PR #10767, opened 2026-06-17
refactor(planner): Clean up planner core, abstract out peripheral logic

sachalmalick:
## Overview:

Hello Hongkuan...

So this PR is the first step in my effort to clean up Planner Core and the logic around how we initiate and validate deployments.

The heart of this new design pattern is that we abstract all of what I call the "peripherals" outside of Planner Core.  This is the trajectory that Planner was already headed with the connector interface, this takes it a step further by

a) Also abstracting out observation (FPM and Traffic metrics) behind a generic interface for a `TrafficMetricsProvider` and `FpmProvider`
b) Letting PlannerCore be a consumer of a new interface called `PlannerEnvironment` which lets Planner not have to own any specific connector logic at all!

PlannerCore, just needs to know a PlannerEnvironment will be provided to me which I can use to
1) Making scaling decisions
2) Know the current deployment state (number of workers and their configurations)
3) Ask for metrics it needs, Fpm or Traffic

So in addition to this being cleaner, this also sets up Planner long term for a wider "total addressable market" / wide adoption.

Planner is a brilliant state of the art prediction and decision engine, but it need not be environment specific at all.  

Someone can go ahead and write your own FpmProvider that will just read events from the cloud if you want! Or a PlannerConnector that makes scaling actions through a generic API call rather than to the Kubernetes management API.   

## Related Issues

> ⚠️ **This section is required.** Choose one path below and delete the other.

**🔗 This PR is linked to an issue:**

- Closes #

**🚫 This PR is NOT linked to an issue**:
- [x] Confirmed — no related issue

---

<a href="https://nvidia.devinenterprise.com/review/ai-dynamo/dynamo/pull/10767" target="_blank">
  <picture>
    <source media="(prefers-color-scheme: dark)" srcset="https://static.devin.ai/assets/gh-open-in-devin-review-dark.svg?v=1">
    Open in Devin Review
  </picture>
</a>

## Summary by CodeRabbit

* **Refactor**
  * Restructured planner architecture to use protocol-based interfaces instead of abstract base classes for connectors.
  * Separated planner initialization concerns: deployment state management, metrics collection, and scaling operations now handled via a dedicated environment abstraction layer.
  * Refactored native planner core to delegate lifecycle and diagnostics to the planner environment.

* **New Features**
  * Added factory functions for constructing connectors, environments, and planners from configuration.
  * Introduced runtime namespace binding for dynamic worker endpoint resolution.

PR #11578, opened 2026-07-12
fix(planner): resolve aggregate workers by component type

### LINKED ISSUE #11491: Planner: aggregate (mode=agg) DGDs not resolved via agg_worker_k8s_name in startup/validation/scaling
## Summary

The SLA planner's decode-role component-name resolution uses `decode_worker_k8s_name` (e.g. vLLM `VllmDecodeWorker`) for `mode=agg`, but aggregate v1beta1 DGDs declare a single worker named `agg_worker_k8s_name` (e.g. `VllmWorker`) with `type: worker`. `get_component_from_type_or_name` requires the explicit fallback name to match a component exactly, so for a real `VllmWorker`/`type: worker` DGD the decode role resolves to nothing — the planner can fail at startup/validation and does not scale the aggregate worker.

This is **pre-existing on `main`**, independent of the power-annotation work in #9683. Before #9683, `agg_worker_k8s_name` had no planner-runtime consumers at all (only the profiler's DGD generator referenced it).

## Affected paths (all pre-existing; not modified by #9683)

- `core/base.py` — `_async_init` → `validate_deployment(decode_component_name=defaults.decode_worker_k8s_name, ...)`
- `connectors/kubernetes.py` — `validate_deployment` / `get_model_name`
- `monitoring/dgd_services.py` — `_resolve_dgd_service` (populates `decode_worker_info.k8s_name`)
- worker counts — `get_actual_worker_counts(decode_component_name=self.decode_worker_info.k8s_name)`
- scaling — `core/adapters.py` `AggPlanner._apply_effects` (`component_name=self.decode_worker_info.k8s_name`)

## Proposed fix

Make decode-role name resolution agg-aware at its source: for `mode == "agg"`, resolve `agg_worker_k8s_name` (falling back to `decode_worker_k8s_name` for backends that don't define an agg name). Applying this in `_resolve_dgd_service` (which populates `decode_worker_info.k8s_name`), plus the `_async_init` `validate_deployment` call and `get_model_name`, fixes startup validation, worker counts, and scaling in one place.

#9683 already applies this pattern locally in the power-annotation sweep (`_run_power_annotation_sweep`) and can serve as a reference.

## Testing

Requires real aggregate integration coverage (built `dynamo._core` plus a cluster / dev pod), since the resolution feeds live startup, validation, and scaling.

## Context

Surfaced during review of #9683 (Phase-1 power infrastructure); deferred there to keep that PR scoped to the power feature.

waynehacking8:
## Summary

- Resolve aggregate planner workers by their DGD component type instead of backend-specific names.
- Treat the sole generic `type: worker` component as the planner's decode component, regardless of its name.
- Keep the existing explicit-name fallback when multiple generic workers make type-only selection ambiguous.

This fixes #11491 and lets #9848 rename vLLM workers without carrying planner-side aliases for every historical name.

## Validation

- Current-main A/B through `KubernetesConnector.validate_deployment`: an aggregate DGD with an arbitrary worker name fails before this change and passes after it.
- `test_kubernetes_connector.py`: 75 passed.
- Ruff check and format check passed for both changed files.

Live-cluster startup and scaling were not run because they require a real aggregate deployment.

### DIFF
--- a/components/src/dynamo/planner/monitoring/dgd_services.py
+++ b/components/src/dynamo/planner/monitoring/dgd_services.py
@@ -210,6 +210,15 @@ def get_component_from_type_or_name(
         component_names = [name for name, _ in matching_components]
         raise DuplicateSubComponentError(component_type.value, component_names)
 
+    if not matching_components and component_type == SubComponentType.DECODE:
+        generic_workers = [
+            (name, component)
+            for name, component in components.items()
+            if get_component_type(component) == V1BETA1_GENERIC_WORKER_COMPONENT_TYPE
+        ]
+        if len(generic_workers) == 1:
+            matching_components = generic_workers
+
     if not matching_components and component_name in components:
         component = components[component_name]
         if not _can_use_explicit_component_name(component, component_type):
--- a/components/src/dynamo/planner/tests/unit/test_kubernetes_connector.py
+++ b/components/src/dynamo/planner/tests/unit/test_kubernetes_connector.py
@@ -378,6 +378,55 @@ def test_get_service_name_from_v1beta_worker_type_by_name(kubernetes_connector):
     assert service.number_replicas() == 2
 
 
+def test_get_service_name_from_unique_v1beta_worker_type_for_decode(
+    kubernetes_connector,
+):
+    deployment = _deployment(_component("arbitrary-name", "worker", replicas=2))
+
+    service = get_component_from_type_or_name(deployment, SubComponentType.DECODE)
+
+    assert service.name == "arbitrary-name"
+    assert service.number_replicas() == 2
+
+
+def test_get_service_name_from_multiple_v1beta_workers_by_name(
+    kubernetes_connector,
+):
+    deployment = _deployment(
+        _component("prefill-name", "worker"),
+        _component("decode-name", "worker"),
+    )
+
+    with pytest.raises(SubComponentNotFoundError):
+        get_component_from_type_or_name(deployment, SubComponentType.DECODE)
+
+    service = get_component_from_type_or_name(
+        deployment, SubComponentType.DECODE, "decode-name"
+    )
+    assert service.name == "decode-name"
+
+
+@pytest.mark.asyncio
+async def test_validate_deployment_agg_worker_by_type(
+    kubernetes_connector, mock_kube_api
+):
+    mock_kube_api.get_graph_deployment.return_value = _deployment(
+        _component("Frontend", "frontend", replicas=1),
+        _component(
+            "arbitrary-name",
+            "worker",
+            replicas=2,
+            args=["--model", "Qwen/Qwen3-8B"],
+        ),
+    )
+
+    await kubernetes_connector.validate_deployment(
+        decode_component_name="stale-default-name",
+        require_prefill=False,
+        require_decode=True,
+    )
+
+
 def test_get_service_name_from_sub_component_type_not_found(kubernetes_connector):
     deployment = _deployment(_component("test-component-decode", "decode", replicas=3))
     with pytest.raises(SubComponentNotFoundError) as exc_info:


waynehacking8:
Applied in 77f8bba. GPU-count resolution now gets the same explicit names (dynamo-review-agent's catch), and resolve_worker_info forwards decode_component_name to the model-name fallback (Devin's first point -- in practice that path only fires when the DGD args carry no model at all, since get_worker_info's arg-parsing fallback already used the name, but forwarding it makes the residual case fail with the truthful error). Devin's second point actually cut the other way once I checked the recipes: the repo's own vllm agg examples are split between VllmWorker (agg_failover, agg_gms) and VllmDecodeWorker (agg, agg_router, agg_kvbm), so a single static name would regress one shape -- resolution now takes ordered candidates (agg name, then decode name), which also covers the sglang/trtllm agg recipes via their decode names.

waynehacking8:
Rebased over #10767, which moved deployment bootstrapping out of core/base.py into the environment facade -- the candidate derivation now lives in PlannerEnvironmentImpl._decode_component_name (environment/base.py) and the connector-side threading is unchanged. Re-ran the planner unit suites against current main (identical pass/fail set to main in my environment) and updated the PR body to match the new structure.

Jont828:
@waynehacking8 It seems like your PR overlaps with mine #9848. I'm shortening the vllm renames but have a problem with making it backwards compatible. Maybe we can try to collab on getting both of these in together?

waynehacking8:
Happy to collab -- I think the two compose cleanly. This PR makes the planner's decode-role resolution try ordered name candidates read from the backend defaults, so your rename flows through automatically once the defaults say prefill/decode/worker, and the candidate list is also a natural home for the legacy fallback sttts asked about (try "worker" then "VllmWorker", so pre-rename DGDs keep resolving on the planner side -- it does not help the operator/override side of your change). If yours lands first I'll rebase mine over it.

Jont828:
I think my PR is blocked on having backwards compatibility so yours would probably be a better candidate to merge first. I think we shouldn't rely on hard coded name lookups and instead have the selector choose based on the component type. That way, if we decide to change the name again, we'll need to maintain `<new name>`, `worker`, and `VllmWorker` too. IIRC the name lookup is a fallback behavior, so using it means that something fell through on the selection logic. Ideally the user should be able to name their prefill/decode/worker anything they want. The component type `prefill` or `decode` is a better indicator imo.

Do you want to take this? Or could I PR into your branch or something?

Jont828:
@waynehacking8 Also are you on the [CNCF Slack](https://www.cncf.io/membership-faq/#how-do-i-join-cncfs-slack)? Could ping you there too in case we need to chat/brainstorm some more.

waynehacking8:
@Jont828 Yes, I took this. I replaced the component name candidate plumbing with a type based fallback: a single generic `type: worker` now resolves as decode, while multiple generic workers still use the existing explicit name disambiguation. I rebased and force pushed the two file version; the connector suite passes 75/75, so #9848 no longer needs historical planner aliases.

waynehacking8:
@kaim-eng The planner fix is now reduced to a type-based fallback for the single generic worker, with 75/75 connector tests passing; this resolves #11491 without coupling the planner to backend-specific names. When you have time, could you review the rebuilt head?

Jont828:
@waynehacking8 Thanks for doing this! Btw, @sttts left a [comment](https://github.com/ai-dynamo/dynamo/pull/9848#discussion_r3603294033) on my PR for renaming "VllmPrefillWorker" -> "prefill".

> docs apparently still say VllmPrefillWorker. This matters for DGDR overrides. We should better make overrides silently support some normalization?

Does this component based matching work for overrides as well? Meaning if someone forgot to update the `VllmPrefillWorker` name, would it be silently dropped?

waynehacking8:
No. This PR only changes planner lookup after the DGD exists. DGDR overrides are merged earlier by exact `spec.services` key in `apply_dgd_overrides`. If the generated service is `prefill`, an override keyed by `VllmPrefillWorker` is skipped and a warning is logged. So it is not silent, but it is not normalized either. #9848 should update the override names or add compatibility in the override merge path; #11578 does not cover that.

sttts (approved):

sttts:
/ok to test https://github.com/ai-dynamo/dynamo/commit/4229039109cc0159cac398eb445058f21a063124

hhzhang16 (approved):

**Task to carry out**
All lines from the beginning of the material above through the one with "So this PR is" need to be returned exactly; please return those and only those.

**Result**
PR #10767, opened 2026-06-17
refactor(planner): Clean up planner core, abstract out peripheral logic

sachalmalick:
## Overview:

Hello Hongkuan...

So this PR is the first step in my effort to clean up Planner Core and the logic around how we initiate and validate deployments.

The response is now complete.